The token used to delete this attachment was generated at 2011-11-29 09:23:18 EST.
Comment 6 Eclipse Webmaster CLA 2011-11-29 10:27:49 EST
The content of attachment 207591 [details] has been deleted by
    Eclipse Webmaster <webmaster@eclipse.org>
who provided the following reason:

Requested by poster

The token used to delete this attachment was generated at 2011-11-29 10:27:41 EST.
Comment 7 Alena Repina CLA 2011-11-29 11:10:54 EST
Created attachment 207660 [details]
CDO server configuration
Comment 8 Alena Repina CLA 2011-11-30 03:58:21 EST
Created attachment 207709 [details]
Last 200 lines of CDO logs

Today CDO server failed again.
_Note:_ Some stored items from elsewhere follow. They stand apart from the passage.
PR #808, opened 2019-04-18
add CodeOwners

Herklos:


.github/CODEOWNERS
```diff
@@ -0,0 +1,3 @@
+# These owners will be the default owners for everything in the repo.
+*       @GuillaumeDSM
+*       @herklos
```
GuillaumeDSM: @Herklos  instead of @herklos  ?

Herklos: Yes !

PR #822, opened 2019-04-26
trading pair and timeframe error message

GuillaumeDSM:
image


trading/exchanges/exchange_manager.py
```diff
@@ -191,6 +193,10 @@ def _set_config_traded_pairs(self):
                     self.cryptocurrencies_traded_pairs[cryptocurrency] += self._add_tradable_symbols(cryptocurrency)
 
             # add to global traded pairs
+            currency_traded_pairs = self.cryptocurrencies_traded_pairs[cryptocurrency]
+            if not currency_traded_pairs:
```
Herklos: Why not only `if not self.cryptocurrencies_traded_pairs[cryptocurrency]` ?

PR #836, opened 2019-04-27
Update contributing style

Herklos:


CONTRIBUTING.md
```diff
@@ -3,4 +3,10 @@
...
     Create your PR against the develop branch, not master.
-    New features need to contain unit tests and must be PEP8 conformant (max-line-length = 100).
\ No newline at end of file
+    New features need to contain unit tests and must be PEP8 conformant (max-line-length = 100).
+    
+# OctoBot additional coding style
+
+- Use local variable only if it improve code clarity
+- Always use comprehension list
+- Use `try ... except` instead of `if X is None` when X is rarely None
```
GuillaumeDSM: Use `try ... except` instead of `if` statetements when if is 99% True

Herklos: Yes that's better.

Reconnecting session didn't help. This is the tail of the latest CDO log.
Comment 9 Caspar D. CLA 2011-12-01 00:24:03 EST
(In reply to comment #3)
> Caspar, you're the expert for reconnecting sessions. Do those include a
> HeartBeatProtocol channel?

Yes, optionally, see RecoveringCDOSessionImpl.createTCPConnector.
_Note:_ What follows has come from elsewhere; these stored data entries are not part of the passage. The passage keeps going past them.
PR #838, opened 2019-04-27
#837 fixed creator crash

GuillaumeDSM:


evaluator/abstract_evaluator.py
```diff
@@ -66,6 +66,12 @@ def get_config_file_name(cls, config_evaluator_type=None):
         return f"{TENTACLES_PATH}/{TENTACLES_EVALUATOR_PATH}/{config_evaluator_type}/{EVALUATOR_CONFIG_FOLDER}" \
             f"/{cls.get_name() + CONFIG_FILE_EXT}"
 
+    @classmethod
+    def get_config_file_error_message(cls, error):
```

It is configured by the RecoveringCDOSessionConfiguration instance,
see #setHeartBeatEnabled(boolean) there.
Comment 10 Eike Stepper CLA 2011-12-09 03:18:51 EST
(In reply to comment #4)
> Today CDO server failed again and this time I've got an exception in logs:
>     java.nio.BufferUnderflowException

This *can* be a follow-up problem after your TCP connection has timed out.

> Now I'm not sure that bad connection between CDO server and CDO client really
> can cause CDO server fail.

No that shouldn't make the server fail, only the client with the outtimed connection should of course fail. What makes you think that the server fails?
Comment 11 Alena Repina CLA 2011-12-09 08:55:17 EST
I'm not sure what caused server fail. Usually I start CDO server at morning and I find that CDO server process is down next morning. Every time log ends with something like that:
Connection-Keep-Alive-DBStore@5 [debug] DB connection keep-alive task activated
Usually I don't see any exceptions in log, unfortunately.
Comment 12 Eike Stepper CLA 2011-12-09 08:57:19 EST
You can add a LifecycleEventAdapter via repository.addListener() and set a breakpoint in doDeactivate() to see who's causing the deactivation.
Comment 13 Eike Stepper CLA 2012-08-14 22:56:31 EDT
Moving all open issues to 4.2. Open bugs can be ported to 4.1 maintenance after they've been fixed in master.
Comment 14 Eike Stepper CLA 2012-11-01 11:21:22 EDT
No activity or ping here for a year. Please reopen this bug if you feel a need.